What is required ::
Transcribe the records in full.
Given data Start Marker
PR #1976, opened 2019-12-23
[filter/ext] Added basic unittests for all filter extensions

kparichay:
Added basic unittests for all the the filter extensions
This creates failure cases of unittests for the interface defined with GstTensorFilterFramework
for most of the extensions, and performs basic unittests
Updated the unittest list in packaging files as well
    
Also added a script file to run all the test cases inside a folder
    
TODO:  python extensions in this as well

Issue: #1959

Self evaluation:

### DIFF
--- a/packaging/nnstreamer.spec
+++ b/packaging/nnstreamer.spec
@@ -319,32 +319,23 @@ meson --buildtype=plain --prefix=%{_prefix} --sysconfdir=%{_sysconfdir} --libdir
 ninja -C build %{?_smp_mflags}
 
 export NNSTREAMER_BUILD_ROOT_PATH=$(pwd)
+export GST_PLUGIN_PATH=$(pwd)/build/gst/nnstreamer
+export NNSTREAMER_CONF=$(pwd)/build/nnstreamer-test.ini
+export NNSTREAMER_FILTERS=$(pwd)/build/ext/nnstreamer/tensor_filter
+export NNSTREAMER_DECODERS=$(pwd)/build/ext/nnstreamer/tensor_decoder
 
-## Run unittests
-pushd build
-export GST_PLUGIN_PATH=$(pwd)/gst/nnstreamer
-export NNSTREAMER_CONF=$(pwd)/nnstreamer-test.ini
-export NNSTREAMER_FILTERS=$(pwd)/ext/nnstreamer/tensor_filter
-export NNSTREAMER_DECODERS=$(pwd)/ext/nnstreamer/tensor_decoder
-%if 0%{?unit_test}
-    ./tests/unittest_common --gtest_output="xml:unittest_common.xml"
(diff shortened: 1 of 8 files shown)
Given data End Marker
Result of the exercise ::
PR #1976, opened 2019-12-23
[filter/ext] Added basic unittests for all filter extensions

kparichay:
Added basic unittests for all the the filter extensions
This creates failure cases of unittests for the interface defined with GstTensorFilterFramework
for most of the extensions, and performs basic unittests
Updated the unittest list in packaging files as well
    
Also added a script file to run all the test cases inside a folder
    
TODO:  python extensions in this as well

Issue: #1959

Self evaluation:

### DIFF
--- a/packaging/nnstreamer.spec
+++ b/packaging/nnstreamer.spec
@@ -319,32 +319,23 @@ meson --buildtype=plain --prefix=%{_prefix} --sysconfdir=%{_sysconfdir} --libdir
 ninja -C build %{?_smp_mflags}
 
 export NNSTREAMER_BUILD_ROOT_PATH=$(pwd)
+export GST_PLUGIN_PATH=$(pwd)/build/gst/nnstreamer
+export NNSTREAMER_CONF=$(pwd)/build/nnstreamer-test.ini
+export NNSTREAMER_FILTERS=$(pwd)/build/ext/nnstreamer/tensor_filter
+export NNSTREAMER_DECODERS=$(pwd)/build/ext/nnstreamer/tensor_decoder
 
-## Run unittests
-pushd build
-export GST_PLUGIN_PATH=$(pwd)/gst/nnstreamer
-export NNSTREAMER_CONF=$(pwd)/nnstreamer-test.ini
-export NNSTREAMER_FILTERS=$(pwd)/ext/nnstreamer/tensor_filter
-export NNSTREAMER_DECODERS=$(pwd)/ext/nnstreamer/tensor_decoder
-%if 0%{?unit_test}
-    ./tests/unittest_common --gtest_output="xml:unittest_common.xml"
(diff shortened: 1 of 8 files shown)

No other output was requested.